Report back every line below that carries the word "usage".
** Opening SUPPLIED INFORMATION block **
PR #619, opened 2025-10-23
Define a `.note.GNU-stack` in assembler files when needed

shym:
Follow what the C compiler does and add the same `.note.GNU-stack` section in assembler files as the C compiler.

This silences the warnings such as:

```
ld: warning: cpu_vectors_x86_64.o: missing .note.GNU-stack section implies executable stack
```

I checked that this indeed makes unikernel builds silent in that [run](https://github.com/shym/ocaml-solo5/actions/runs/18754758959/job/53503673443#step:6:17) of OCaml/Solo5 CI.

### DIFF
--- a/bindings/GNUmakefile
+++ b/bindings/GNUmakefile
@@ -76,7 +76,7 @@ endif
 %.o: %.c %.d
 	$(COMPILE.c)
 
-%.o: %.S %.d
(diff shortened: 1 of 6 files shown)


hannesm:
If this attracts @Kensan @palainp @dinosaure, we're all set :)

Issue #396, opened 2019-09-09
Better error reporting in the ELF loader


mato:
The ELF loader has recently gained a lot of new functionality, and is also much more strict in what executables it will accept (#393, #386, #385). However, its error reporting is somewhat lacking. We should improve this at some point.

PR #624, opened 2025-12-11
Add better error reporting in the ELF loader

m-wkr:
Added a few extra goto error messages relating to elf headers, program headers, and note headers have been added in relation to #396.

### DIFF
--- a/tenders/common/elf.c
+++ b/tenders/common/elf.c
@@ -219,8 +219,8 @@ void elf_load(int bin_fd, const char *bin_name, uint8_t *mem, size_t mem_size,
         goto mem_cleanup;
     }
     if (nbytes != sizeof(Elf64_Ehdr)) {
-        warnx("%s: INV_EXE: elf header does not match the expected size"
-              " (%zu != %lu)", bin_name, nbytes, sizeof(Elf64_Ehdr));
+        warnx("%s: %s: elf header does not match the expected size"
+              " (%zu != %lu)", bin_name, INV_EXE, nbytes, sizeof(Elf64_Ehdr));
         goto mem_cleanup;
     }
     if (!ehdr_is_valid(ehdr)) {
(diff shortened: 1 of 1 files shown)


tenders/common/elf.c
```diff
@@ -211,14 +211,14 @@ void elf_load(int bin_fd, const char *bin_name, uint8_t *mem, size_t mem_size,
     if (nbytes < 0)
         goto out_error;
     if (nbytes != sizeof(Elf64_Ehdr))
-        goto out_invalid;
+        goto out_ehdr_size_disparity; 
     if (!ehdr_is_valid(ehdr))
-        goto out_invalid;
+        goto out_invalid;
```
hannesm: style: please avoid trailing whitespaces, here and in other lines. thanks.

reynir (changes requested):
Thanks!

I think this adds a lot of gotos (and labels!) which maybe goes a bit off from the current style. Since most of the labels are `warnx("..."); goto mem_cleanup` I wonder if it could be rewritten so the source locations of the gotos instead call `warnx("...")` and then `goto mem_cleanup`? Then we have fewer locations we `goto`.

tenders/common/elf.c
```diff
@@ -205,31 +207,47 @@ void elf_load(int bin_fd, const char *bin_name, uint8_t *mem, size_t mem_size,
...
-    if (nbytes != sizeof(Elf64_Ehdr))
-        goto out_invalid;
-    if (!ehdr_is_valid(ehdr))
-        goto out_invalid;
+    if (nbytes < 0) {
+        warnx("%s: pread_in_full for elf header while loading elf returned %zu < 0", bin_name, nbytes);
+        goto mem_cleanup;
+    }
+    if (nbytes != sizeof(Elf64_Ehdr)) {
+        warnx("%s: INV_EXE: elf header does not match the expected size (%zu != %lu)", bin_name, nbytes, sizeof(Elf64_Ehdr));
```
dinosaure: I actually prefer `"%s: "INV_EXE": ..."` to show that `INV_EXE` is actually a define (and not a part of the format string.

tenders/common/elf.c
```diff
@@ -210,15 +210,21 @@ void elf_load(int bin_fd, const char *bin_name, uint8_t *mem, size_t mem_size,
...
+        warnx("%s: invalid or unsupported executable", bin_name);
+        goto mem_cleanup;
+    }
     /*
      * e_entry must be non-zero and within range of our memory allocation.
      */
-    if (ehdr->e_entry < p_min_loadaddr || ehdr->e_entry >= mem_size)
-        goto out_invalid;
+    if (ehdr->e_entry < p_min_loadaddr || ehdr->e_entry >= mem_size) {
+        warnx("%s: e_entry does not fall within the memory allocation range", bin_name);
```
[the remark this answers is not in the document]
hannesm: see [6b4f536](https://github.com/Solo5/solo5/pull/624/commits/6b4f536c62435e4f3a620f7069b4ea8110f9abef)

PR #632, opened 2026-03-07
Add -Wshadow -Wpointer-arith -Wcast-qual -Wsign-compare

dinosaure:
This patch mainly try to lint our codebase with few warnings. It introduces also the usage of _Generic (C11) to be able to keep const qualifier between arguments and returned values (à la Rust).

### DIFF
--- a/bindings/virtio/start.c
+++ b/bindings/virtio/start.c
@@ -54,14 +54,14 @@ extern const struct mft1_note __solo5_mft1_note;
  * Will be initialised at start-up, and used by bindings to access (and
  * modify!) the in-built manifest.
  */
-struct mft *virtio_manifest = NULL;
+const struct mft *virtio_manifest = NULL;
 
 /* Will abort the program if any of the devices is not acquired. */
 static void mft_check_all_acquired()
 {
     bool fail = false;
     for (unsigned i = 0; i != virtio_manifest->entries; i++) {
-        if (!virtio_manifest->e[i].attached) {
+        if (i > 0 && !virtio_manifest->e[i].attached) {
             log(WARN, "Solo5: Device '%s' of type %s not attached.",
                     virtio_manifest->e[i].name, mft_type_to_string(virtio_manifest->e[i].type));
             fail = true;
@@ -89,9 +89,9 @@ static void _start2(void *arg __attribute__((unused)))
      * Get the built-in manifest out of the ELF NOTE and validate it.
      * Once validated, it is available for access globally by the bindings.
      */
-    struct mft *mft;
+    const struct mft *mft;
     size_t mft_size;
-    mft_get_builtin_mft1_unconst(&__solo5_mft1_note, &mft, &mft_size);
+    mft_get_builtin_mft1(&__solo5_mft1_note, &mft, &mft_size);
     if (mft_validate(mft, mft_size) != 0) {
         log(ERROR, "Solo5: Built-in manifest validation failed. Aborting.\n");
         solo5_abort();
@@ -102,12 +102,11 @@ static void _start2(void *arg __attribute__((unused)))
      * Attach the first entry if its type is really MFT_RESERVED_FIRST.
      * Abort otherwise.
      */
-    struct mft_entry *e = mft_get_by_index(virtio_manifest, 0, MFT_RESERVED_FIRST);
+    const struct mft_entry *e = mft_get_by_index(virtio_manifest, 0, MFT_RESERVED_FIRST);
     if (e == NULL) {
         log(ERROR, "Solo5: first entry in manifest is not of type MFT_RESERVED_FIRST\n");
         solo5_abort();
     }
-    e->attached = true;
 
     mem_init();
     time_init();
--- a/Makefile.common
+++ b/Makefile.common
@@ -30,7 +30,7 @@ include $(TOPDIR)/Makeconf
 # target.
 #
 CC := __V=$(V) $(TOPDIR)/toolchain/bin/$(CONFIG_TARGET_TRIPLE)-cc
-CFLAGS := -std=c11 -Wall -Wextra -Werror -O2 -g
+CFLAGS := -std=c11 -Wall -Wshadow -Wpointer-arith -Wcast-qual -Wsign-compare -Wwrite-strings -Wextra -Werror -O2 -g
 CPPFLAGS :=
 LD := __V=$(V) $(TOPDIR)/toolchain/bin/$(CONFIG_TARGET_TRIPLE)-ld
 LDFLAGS :=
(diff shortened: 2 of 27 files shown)


dinosaure:
I think it's ready to merge. The change is not really deep, just add few `const` and the usage of `_Generic` (C11) to be able to keep `const` between arguments and returned values. We are 2026, I think it's ok to move on. Probably @MisterDA will be interesting also by this PR.

hannesm:
I struggle with the gcc specific enabling and disabling of specific warnings, can we instead fix the code and have gcc not warn?

dinosaure:
> I struggle with the gcc specific enabling and disabling of specific warnings, can we instead fix the code and have gcc not warn?

Unfortunately, these `pragma` is related to a _not safe_ but common pattern in C about `const`.
- [here](https://github.com/Solo5/solo5/pull/632/changes#diff-6cdd533e0dc01d6abd04cc878dd8cb5170ca796af7330d1490a182928f0d49cbR280-R284) the comment above explain why we should be able to "unconst" _safely_
- [here](https://github.com/Solo5/solo5/pull/632/changes#diff-ae2d2d38b55277685491de96720e0b508cd549df364977430de514e880dc9cf6R86-R99), the name of the function is explicitly `unconst`
- and about `mft_get_by_{name,index}`, it's the same story because on one side, we would like to write data and, on the other side, we should only have a read access. This is why we have the `_Generic` which ensures that if we gives a const, we should get a const but if we give a value (which can be written), we also return a value which can be writtern

May be my experience with C is not enough to find a "good" example, but as far as I can say, the pattern to "unconst" _unsafely_ (according to `Wcast-qual`) returned values seems common in C.

dinosaure:
Probably @haesbaert or @Kensan have more knowledge (and a good opinion) about `const` in C :+1:

dinosaure:
I finally found something which seems good enough (at least, for my perspective). I deleted `#pragma` and use `_Generic` to provide a `const` function of `mft_get_by_{name,index}` & `mft_get_builtin_mft1`. I followed the same style with the `_unconst` function and use the `_Generic` to dispatch correctly the caller to the right implementation (and, I suspect that the compiler is able to optimize at some points).

A fix is needed for the virtio backend where we would like to set `virtio_manifest` to where we have our manifest but as a `const` value. `virtio` has an empty entry and we don't verify if this one was correctly attached or not.

The only remaining `pragma` is also about `virtio` when we would like to write a page into a block device but I think this one is well documented to say: it's safe to ignore `-Wcast-qual` in that case.

MisterDA:
Your MR reminds me of [N2973 Qualifier-preserving standard library functions](https://www.open-std.org/jtc1/sc22/wg14/www/docs/n2973.pdf). You may find something that helps in the "Implementation" subsection. I've also found <https://inbox.sourceware.org/libc-alpha/mvm5x8wpsmi.fsf@suse.de/T/>.
I also suggest the [`-Wwrite-strings`](https://gcc.gnu.org/onlinedocs/gcc/Warning-Options.html#index-Wwrite-strings) C compiler flag.

dinosaure:
Thanks @MisterDA, I was able to remove few lines and propose something more clean than before (without repetition). I also applied `-Wwrite-strings`. I think, regardless documentation, this PR is good for me.

dinosaure:
A gently ping to @MisterDA to have a formal review (and if @Kensan or @haesbaert would like to participate).

MisterDA:
Just a note, in my experience `-Wcast-qual` doesn't play well with the OCaml or POSIX API. Sometimes you need to cast away a `const` or a `volatile`, that makes the compiler complains. If it works here that's nice but I wouldn't push to hard for this warning.

dinosaure:
For clarity, I rebased this PR to one commit, the diff is really small. I think it's ok to merge. `-Wcast-qual` is a bit restrictive and ask us to use `_Generic` (C11) but it leads us to write good C code. I will merge it when the CI is green.

MisterDA:
C++ has [`const_cast`](https://en.cppreference.com/w/cpp/language/const_cast.html) which could come in handy if there was an equivalent in C, when `-Wcast-qual` is enabled. I think it can be emulated with modern GCC/Clang with:

```c
/* const_cast(ptr) can only be used inside functions, on pointers */

#if (defined(__GNUC__) && __GNUC__ >= 14) || \
    (defined(__clang_major__) && __clang_major__ >= 19)
#define const_cast(ptr)                               \
 ({                                                   \
    _Pragma("GCC diagnostic push")                    \
    _Pragma("GCC diagnostic ignored \"-Wcast-qual\"") \
    (__typeof_unqual__(*(ptr)) *) (ptr);              \
    _Pragma("GCC diagnostic pop")                     \
  })
#else
#define const_cast(ptr) (ptr)
#endif

int main(void) {
    const int * const p0 = (void *)0;
    int *p1 = const_cast(p0);
    return 0;
}
```

dinosaure:
I think it's ok to merge now.

bindings/virtio/start.c
```diff
@@ -54,14 +54,14 @@ extern const struct mft1_note __solo5_mft1_note;
...
-struct mft *virtio_manifest = NULL;
+const struct mft *virtio_manifest = NULL;
 
 /* Will abort the program if any of the devices is not acquired. */
 static void mft_check_all_acquired()
 {
     bool fail = false;
     for (unsigned i = 0; i != virtio_manifest->entries; i++) {
-        if (!virtio_manifest->e[i].attached) {
+        if (i > 0 && !virtio_manifest->e[i].attached) {
```
hannesm, line 64: I don't understand this change as part of this PR...

bindings/virtio/start.c
```diff
@@ -102,12 +102,11 @@ static void _start2(void *arg __attribute__((unused)))
      * Attach the first entry if its type is really MFT_RESERVED_FIRST.
      * Abort otherwise.
      */
-    struct mft_entry *e = mft_get_by_index(virtio_manifest, 0, MFT_RESERVED_FIRST);
+    const struct mft_entry *e = mft_get_by_index(virtio_manifest, 0, MFT_RESERVED_FIRST);
     if (e == NULL) {
         log(ERROR, "Solo5: first entry in manifest is not of type MFT_RESERVED_FIRST\n");
         solo5_abort();
     }
-    e->attached = true;
```
hannesm, line 110: I also don't understand this change.

dinosaure: To be precise, the manifest is currently annotated with `const`, which prevents us from modifying the first entry `e`. This entry is a special entry in the case of virtio that does not correspond to a network interface or a block device.

The idea prior to this commit was to verify that the first entry in our manifest was indeed a special entry and then treat it as attached if the test passed.

Next, the `mft_check_all_acquired` function checks whether all entries (including our first special entry) have been successfully attached.

Since the `const` prevents us from modifying our first entry, and since this entry does not correspond to any device and ultimately serves only to verify that the manifest is correct, I have removed the `e->attached = true` (due to the `const`) and we do not check whether the first entry is attached or not (hence the `i > 0 &&`). The test for the first entry is still present, and if it fails, we have a `solo5_abort()`.

I prefer this approach, which better highlights the fact that the first entry is a bit special. I can add a comment to explain why we don’t check `virtio_manifest->e[0]` if you wish.

hannesm: thanks for your explanation.

bindings/virtio/start.c
hannesm: wouldn't the same be to start from i = 1 in the for loop?

A comment why i=0 is special would be very welcome.

Issue #114, opened 2016-09-22
dcgain on discrete-time systems is wrong


roryyorke:
dcgain should distinguish between continuous- and discrete-time systems when determining DC gain.

``` python
import control
gct=control.tf([1],[1,1])
gcs=control.ss(gct)
gdt=control.sample_system(gct,5e-2,method='zoh')
gds=control.ss(gdt)
print('gct.dcgain()',gct.dcgain())
print('gcs.dcgain()',gcs.dcgain())
print('gdt.dcgain()',gdt.dcgain())
print('gds.dcgain()',gds.dcgain())
print('gdt.horner(1)',gdt.horner(1))
print('gds.horner(1)',gds.horner(1))
```

gives

```
gct.dcgain() 1.0
gcs.dcgain() 1.0
gdt.dcgain() -0.051271096376024033
gds.dcgain() -0.051271096376024033
gdt.horner(1) [[ 1.+0.j]]
gds.horner(1) [[ 1.]]
```

slivingston:
addressed in commit 310f5805f0fd51aa9e1191aaf3083d483421695d, introduced into `master` branch via merge of PR #126

PR #126, opened 2017-01-01
BugFix: DC gain for discrete-time systems

roryyorke:
Fix for #114.

An alternative design would be to have `LTI.dcgain` call either `self(0)` (ctime) or `self(1)` (dtime); `TransferFunction.__call__` could special case for s=0, so that `g(0)` and `g.dcgain(0)` return the same thing.  In this case `__call__` would need to be implemented for `StateSpace`.  In my opinion `evalfr` and `freqresp` should both use `__call__`, and that `horner` should be deprecated.

### DIFF
--- a/control/statesp.py
+++ b/control/statesp.py
@@ -612,11 +612,14 @@ inputs/outputs for feedback.")
             at the origin
         """
         try:
-            gain = np.asarray(self.D -
-                              self.C.dot(np.linalg.solve(self.A, self.B)))
+            if self.isctime():
+                gain = np.asarray(self.D -
+                                    self.C.dot(np.linalg.solve(self.A, self.B)))
+            else:
+                gain = self.horner(1)
         except LinAlgError:
-            # zero eigenvalue: singular matrix
-            return np.nan
+            # eigenvalue at DC
+            gain = np.tile(np.nan,(self.outputs,self.inputs))
         return np.squeeze(gain)
 
 
--- a/control/tests/statesp_test.py
+++ b/control/tests/statesp_test.py
@@ -228,7 +228,8 @@ class TestStateSpace(unittest.TestCase):
 
         assert sys1.dt == sys1_11.dt
 
-    def test_dcgain(self):
+    def test_dcgain_cont(self):
+        """Test DC gain for continuous-time state-space systems"""
         sys = StateSpace(-2.,6.,5.,0)
         np.testing.assert_equal(sys.dcgain(), 15.)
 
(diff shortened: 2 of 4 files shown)


roryyorke:
rebased on 32f13bc.  Wonder why coveralls giving these "changes unknown" results?

slivingston:
regarding the mysterious "changes unknown" from Coveralls, it might be a bug in Coveralls server side.
Similar behavior is reported in https://github.com/lemurheavy/coveralls-public/issues/351

control/statesp.py
```diff
@@ -612,14 +612,20 @@ def dcgain(self):
...
-            return np.nan
+            # eigenvalue at DC
+            # TODO: should this be of shape (outputs,inputs) ?
+            # TODO: inf rather than nan?
+            # TODO: could one not do a bit better, maybe by finding a least squares solution?
+            #       consider G(s) = diag(1/s, 1/(s+1)); DC gain is [[inf, 0],[0,1]]
+            gain = np.nan
         return np.squeeze(gain)
 
-
```
slivingston: blank line deletion here does not seem to be relevant to the other changes in this commit.

control/statesp.py
```diff
@@ -612,14 +612,20 @@ def dcgain(self):
...
+                                    self.C.dot(np.linalg.solve(self.A, self.B)))
+            else:
+                gain = self.horner(1)
         except LinAlgError:
-            # zero eigenvalue: singular matrix
-            return np.nan
+            # eigenvalue at DC
+            # TODO: should this be of shape (outputs,inputs) ?
+            # TODO: inf rather than nan?
+            # TODO: could one not do a bit better, maybe by finding a least squares solution?
```
slivingston: I think that these questions are good for discussion, but doing so in an issue or on the mailing list would be better than new TODO comments here.

roryyorke: Fair enough.  On reflection, I think the shape remark is correct, and the other two require discussion.  Shall I change this to `np.tile(np.nan,(self.outputs,self.inputs))` (with unit test), and open an issue on whether we can do better?  FWIW, after a bit of thought and some experimentation, I'm not sure how to do better than evaluating DC gain on a `minreal`ed version of each input-output pair.

slivingston:
It seems that Coveralls is still broken. I measured change in test coverage on Python 3.5.2. Results:

* Before your patch: 76.74% (687 missed statements; 2954 total)
* After your patch: 77.47% (667 missed statements; 2960 total)

as reported from

    nosetests --with-coverage --cover-html --cover-package=control

slivingston:
Your proposed change `StateSpace.dcgain` to return a matrix of `numpy.nan` values that has the same shape as the gain matrix is good. The documentation of `StateSpace.dcgain` should be updated for this.

This also constitutes API change, in particular change to the return type in certain cases. I am not aware of existing applications that would break. Furthermore, NaN spreads readily in a computation.

Therefore, I think that once my comment about documentation is addressed, this PR is good to go.

roryyorke:
I had planned to fix the StateSpace.dcgain docstring and the whitespace - I guess it's too late on this PR?

slivingston:
I moved forward with the merge because my remaining comments can be addressed separately with no more effort than addressing them here (in this PR) would require. Also I noticed that there are several other issues of indentation style in the statesp.py, so the issue here and in the other locations can be handled separately soon.

slivingston:
I updated the docstring in ee75d9aab7f36f565fb3ddb3c9699be6c2084173 on `master` branch.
** Closing SUPPLIED INFORMATION block **
### ANSWER SECTION
This patch mainly try to lint our codebase with few warnings. It introduces also the usage of _Generic (C11) to be able to keep const qualifier between arguments and returned values (à la Rust).
I think it's ready to merge. The change is not really deep, just add few `const` and the usage of `_Generic` (C11) to be able to keep `const` between arguments and returned values. We are 2026, I think it's ok to move on. Probably @MisterDA will be interesting also by this PR.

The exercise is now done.